***** MATERIAL SUPPLIED

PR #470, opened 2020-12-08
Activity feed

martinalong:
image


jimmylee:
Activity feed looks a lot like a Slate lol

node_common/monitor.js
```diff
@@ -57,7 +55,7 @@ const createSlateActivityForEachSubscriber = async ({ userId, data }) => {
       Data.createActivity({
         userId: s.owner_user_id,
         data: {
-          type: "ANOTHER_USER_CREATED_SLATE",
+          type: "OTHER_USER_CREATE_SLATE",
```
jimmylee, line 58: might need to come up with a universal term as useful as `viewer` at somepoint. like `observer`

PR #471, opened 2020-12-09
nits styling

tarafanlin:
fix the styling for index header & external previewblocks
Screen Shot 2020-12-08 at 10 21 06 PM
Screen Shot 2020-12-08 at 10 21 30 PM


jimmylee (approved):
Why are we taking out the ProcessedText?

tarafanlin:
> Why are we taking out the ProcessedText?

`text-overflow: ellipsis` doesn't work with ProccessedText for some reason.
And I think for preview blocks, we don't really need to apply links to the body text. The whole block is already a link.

**********

Every line above from the line with "jimmylee, line 58: might" to the line with "for some reason.", both included, must be reproduced exactly, and no other line may appear.

jimmylee, line 58: might need to come up with a universal term as useful as `viewer` at somepoint. like `observer`

PR #471, opened 2020-12-09
nits styling

tarafanlin:
fix the styling for index header & external previewblocks
Screen Shot 2020-12-08 at 10 21 06 PM
Screen Shot 2020-12-08 at 10 21 30 PM


jimmylee (approved):
Why are we taking out the ProcessedText?

tarafanlin:
> Why are we taking out the ProcessedText?

`text-overflow: ellipsis` doesn't work with ProccessedText for some reason.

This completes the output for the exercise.